INSTRUCTIONS FOR THE TASK: All lines after the one containing "After probably too", together with that line itself, should be written out exactly, down to the last line of the entries below.

=== Begin Enclosure ===

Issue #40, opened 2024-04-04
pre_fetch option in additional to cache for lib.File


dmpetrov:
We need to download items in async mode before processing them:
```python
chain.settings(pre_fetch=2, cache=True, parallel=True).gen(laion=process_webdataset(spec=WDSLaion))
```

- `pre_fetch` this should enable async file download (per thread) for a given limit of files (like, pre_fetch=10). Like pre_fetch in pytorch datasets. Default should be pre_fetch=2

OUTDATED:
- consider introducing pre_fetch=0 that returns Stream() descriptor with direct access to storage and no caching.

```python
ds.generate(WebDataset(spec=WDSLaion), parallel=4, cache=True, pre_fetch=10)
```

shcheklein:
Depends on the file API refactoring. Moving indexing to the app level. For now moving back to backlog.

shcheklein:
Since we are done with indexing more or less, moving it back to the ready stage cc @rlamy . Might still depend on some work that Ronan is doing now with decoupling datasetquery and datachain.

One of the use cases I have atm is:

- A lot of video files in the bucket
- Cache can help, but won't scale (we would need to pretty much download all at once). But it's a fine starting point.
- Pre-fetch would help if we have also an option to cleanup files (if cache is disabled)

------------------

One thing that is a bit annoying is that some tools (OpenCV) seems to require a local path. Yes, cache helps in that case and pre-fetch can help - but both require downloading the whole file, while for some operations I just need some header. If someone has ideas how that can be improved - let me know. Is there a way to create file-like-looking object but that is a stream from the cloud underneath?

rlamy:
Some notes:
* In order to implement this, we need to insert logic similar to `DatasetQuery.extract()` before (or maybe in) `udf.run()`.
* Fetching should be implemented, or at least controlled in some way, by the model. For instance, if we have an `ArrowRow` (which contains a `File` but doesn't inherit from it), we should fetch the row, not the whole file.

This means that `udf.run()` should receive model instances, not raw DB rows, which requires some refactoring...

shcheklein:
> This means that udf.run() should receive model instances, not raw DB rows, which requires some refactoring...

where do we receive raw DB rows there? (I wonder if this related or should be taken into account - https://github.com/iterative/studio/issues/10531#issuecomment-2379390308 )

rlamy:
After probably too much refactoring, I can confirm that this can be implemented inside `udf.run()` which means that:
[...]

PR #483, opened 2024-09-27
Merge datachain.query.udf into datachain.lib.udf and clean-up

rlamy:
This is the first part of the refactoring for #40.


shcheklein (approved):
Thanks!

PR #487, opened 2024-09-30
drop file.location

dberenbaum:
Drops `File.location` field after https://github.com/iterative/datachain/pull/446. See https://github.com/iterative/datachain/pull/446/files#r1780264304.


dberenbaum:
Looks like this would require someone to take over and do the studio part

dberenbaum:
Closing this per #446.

=== End Enclosure ===

EXPECTED OUTPUT:
After probably too much refactoring, I can confirm that this can be implemented inside `udf.run()` which means that:
[...]

PR #483, opened 2024-09-27
Merge datachain.query.udf into datachain.lib.udf and clean-up

rlamy:
This is the first part of the refactoring for #40.


shcheklein (approved):
Thanks!

PR #487, opened 2024-09-30
drop file.location

dberenbaum:
Drops `File.location` field after https://github.com/iterative/datachain/pull/446. See https://github.com/iterative/datachain/pull/446/files#r1780264304.


dberenbaum:
Looks like this would require someone to take over and do the studio part

dberenbaum:
Closing this per #446.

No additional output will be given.